Entonces vi como sus lágrimas limpiaban la sangre de sus caritas
indefensa; entonces entendí la consternación del nuevo vecino, él debió ver
cuando los niños fueron atropellados.
Nadie se acercaba a los niños, como si tuvieran una enfermedad
contagiosa, sólo se escuchaba los chillidos discordantes de la madre que estaba
tan ebria que no se entendía ella misma. Algunas personas trataban de tranquilizarla,
mientras otros le reñían por su descuido, como si alguna de las dos cosas
pudiese mitigar el dolor de los niños, los más nos quedamos paralizados por el
espectáculo que nunca imaginamos ver en nuestro tan tranquilo barrio.
Entonces, en medio de esa locura, escándalo y desconcierto vi
como atravesando las piernas de los
curiosos se abrían campo los perros del callejón, los cuatro empujando aquellos
pies inhumanos. Los vi acercarse a los pequeños cuerpecitos, los olfatearon como
queriéndoles reconocer y lamieron un poco sus heridas para luego sentarse junto
a ellos y tratar de mitigar su dolor con el calor de sus cuerpos.
Nunca podré olvidar aquella imagen. Ahora, no recuerdo siquiera
cómo fueron llevados al hospital, sólo quedó en mi memoria aquella mirada de esos
cuatro perros cuidando a esos niños, que nadie más cuidó; protegiéndolos como
nadie más en el barrió los protegió, amándolos como ningún vecino más los amó.

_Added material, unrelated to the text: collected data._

PR #54, opened 2020-02-11
Remove macOS from the build workflow

piraka9011:
Removing the macOS build workflow until a solution in `action-ros-ci` is found and  released.

An issue has been opened in `action-ros-ci` to track this [here](https://github.com/ros-tooling/action-ros-ci/issues/81).

Signed-off-by: Anas Abou Allaban <allabana@amazon.com>

### DIFF
--- a/.github/workflows/test.yml
+++ b/.github/workflows/test.yml
@@ -10,11 +10,9 @@ on:
 
 jobs:
   build_and_test:
-    runs-on: ${{ matrix.os }}
+    runs-on: ubuntu-18.04
     strategy:
       fail-fast: false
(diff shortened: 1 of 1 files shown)


Karsten1987:
Also, should this be temporarily disabled for `ros2_controllers` as well?

piraka9011:
@Karsten1987 I don't think we have workflows in ros2_controllers. Do we want to stabilize macos first or just have ubuntu for now?

Karsten1987:
I guess we can live with travis for now as it covers the Linux builds as
well.

PR #57, opened 2020-02-15
Transmission interface

### LINKED ISSUE #32: As a ros2_control user I would like to define transmissions for my robots
# Design 

Port over [transmission_interface](https://github.com/ros-controls/ros_control/tree/melodic-devel/transmission_interface)

Karsten1987:
fixes #32


transmission_interface/package.xml
```diff
@@ -0,0 +1,20 @@
+<?xml version="1.0"?>
+<?xml-model href="http://download.ros.org/schema/package_format3.xsd" schematypens="http://www.w3.org/2001/XMLSchema"?>
+<package format="3">
+  <name>transmission_interface</name>
+  <version>0.0.0</version>
+  <description>TODO: Package description</description>
```
bmagyar: please don't, leave it empty at least

transmission_interface/src/transmission_parser.cpp
```diff
@@ -0,0 +1,110 @@
...
+
+    transmissions.push_back(info);
+
+    trans_it = trans_it->NextSiblingElement(kTransmissionTag);
+  }
+
+  return true;
+}
+
+std::string TransmissionParser::get_error_msg() const
```
bmagyar: set, get, reset error message. 

Is this C or C++? I don't think this parser needs to keep any state (eg. the error msg)
It wouldn't be a thing of the devil to simply `throw`

transmission_interface/include/transmission_interface/transmission_parser.hpp
```diff
@@ -0,0 +1,50 @@
...
+
+namespace transmission_interface
+{
+
+class TRANSMISSION_INTERFACE_PUBLIC_TYPE TransmissionParser
+{
+public:
+  explicit TransmissionParser(const std::string & urdf);
+
+  bool parse_transmission_info(std::vector<TransmissionInfo> & transmissions) const;
```
bmagyar: I wanted to ask this before. Why is this codebase using underscored functions? Is `lowerCamelCase` too C++98? I find it very inconsistent with the CamelCase class names and similarly written member variables.

transmission_interface/package.xml
```diff
@@ -0,0 +1,20 @@
...
+  <maintainer email="karsten@openrobotics.org">karsten</maintainer>
```
bmagyar: todo

transmission_interface/include/transmission_interface/transmission_info.hpp
```diff
@@ -0,0 +1,75 @@
...
+#define TRANSMISSION_INTERFACE__TRANSMISSION_INFO_HPP_
+
+#include <string>
+
+#include "transmission_interface/visibility_control.h"
+
+namespace transmission_interface
+{
+
+enum class TRANSMISSION_INTERFACE_PUBLIC_TYPE JointControlType: std::uint8_t
```
bmagyar: I would like to avoid this enum to ever exist with `ros2_control`. It cements the entire framework into the mindset of only these three interfaces being available and leaves no room for client-side extendability. That being said, I don't yet have a proper solution for this but I'm working on one, this is the reason why #32 is assigned to me

Karsten1987:
I am going and close this wrt to the comments on the referenced issue. I'll use this internally for the moment until an appropriate port of the `transmission_interface` is available.

Issue #59, opened 2020-02-19
use rclcpp logger macros when possible


Karsten1987:
throughout the code base, `RCUTILS_LOG_X` is used due to the lack of the `RCLCPP_X` logging macros at the time of development.

PR #62, opened 2020-02-21
Replace RCUTILS_ with RCLCPP_ for logging

JafarAbdi:
Fix: [#59](https://github.com/ros-controls/ros2_control/issues/59)

### DIFF
--- a/controller_manager/src/controller_manager.cpp
+++ b/controller_manager/src/controller_manager.cpp
@@ -24,7 +24,7 @@
 
 #include "lifecycle_msgs/msg/state.hpp"
 
-#include "rcutils/logging_macros.h"
+#include "rclcpp/rclcpp.hpp"
 
 namespace controller_manager
 {
@@ -46,7 +46,7 @@ ControllerManager::load_controller(
   const std::string & controller_name,
   const std::string & controller_type)
 {
-  RCUTILS_LOG_INFO("Loading controller '%s'\n", controller_name.c_str());
+  RCLCPP_INFO(get_logger(), "Loading controller '%s'\n", controller_name.c_str());
 
   auto it = std::find_if(
     loaders_.cbegin(), loaders_.cend(),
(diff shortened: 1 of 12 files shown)


JafarAbdi:
> However, the github action fail with some uncrustify errors:
> 

Running ament_uncrustify locally gives no error what could be the reason .?

I'll fix the other alpha sort comment today, Thanks!

Karsten1987:
I suspect that you’re using eloquent but the current master branch is on par with the latest ros2 master and thus the uncrustify version used has changed. 

That is annoying, but for this particular problem I believe you don’t have to build your ros2 version from scratch but solely rely on the linked github actions or travis.

controller_manager/src/controller_manager.cpp
```diff
@@ -24,7 +24,7 @@
 
 #include "lifecycle_msgs/msg/state.hpp"
 
-#include "rcutils/logging_macros.h"
```
Karsten1987: With `rcutils` not being used here, we can also lift the dependency to `rcutils` in the `package.xml`, can't we?

hardware_interface/CMakeLists.txt
```diff
@@ -11,6 +11,7 @@ if(CMAKE_COMPILER_IS_GNUCXX OR CMAKE_CXX_COMPILER_ID MATCHES "Clang")
 endif()
 
 find_package(ament_cmake REQUIRED)
+find_package(rclcpp REQUIRED)
 find_package(rcpputils REQUIRED)
 find_package(rcutils REQUIRED)
```
Karsten1987: is that still needed?

test_robot_hardware/include/test_robot_hardware/test_robot_hardware.hpp
```diff
@@ -17,6 +17,8 @@
 
 #include <string>
 
+#include "rclcpp/rclcpp.hpp"
```
Karsten1987: alphabetical sort

Karsten1987:
@JafarAbdi Any updates on this?

JafarAbdi:
@Karsten1987 Sorry, I just saw your last review, I addressed the latest review and pushed the changes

Entonces, aquel hombre de manos descomunales y el tonto juego
que habíamos estado jugando todos en el barrio me pareció tan burdo y vacío,
fue en ese momento en que me di cuenta cuán inhumanos habíamos sido todos,
comparados con los perros, que fueron más piadosos que nosotros con aquellos
niños.
V
Después de estos desastrosos acontecimientos decidí alejarme de
todos los vecinos, ya no fui nunca más a las reuniones de los sábados; sólo los
veía por casualidad en la calle y los saludaba respetuosamente, pero lo más
rápido posible.
Después de mucho tiempo nos enteramos que el que debía ser
atropellado era el “perrisida” que así lo habían planeado lo Flores, pero que
un mal cálculo había traído la desgracia al barrio. Creo que la policía nunca
se enteró de esto y el nuevo vecino desapareció como por arte de magia de
nuestras vidas.
Un par de meses más tarde, Sergio consiguió un mejor trabajo en
otra ciudad, por lo que tuvimos que mudarnos al campo, alejados de las vías llenas
de autos y de calles con muchos vecinos. Por mi parte después de aquel
incidente, que nunca conseguí borrar de mi mente, me dediqué a escribir
cuentos para niños, siempre con finales felices. Tenía la más hermosa inspiración, el nuevo
ser que llevaba en mi vientre y al que iba a obsequiarle la amistad de nuestros
perros, porque estaba segura que serían sus mejores amigos y los más fieles protectores.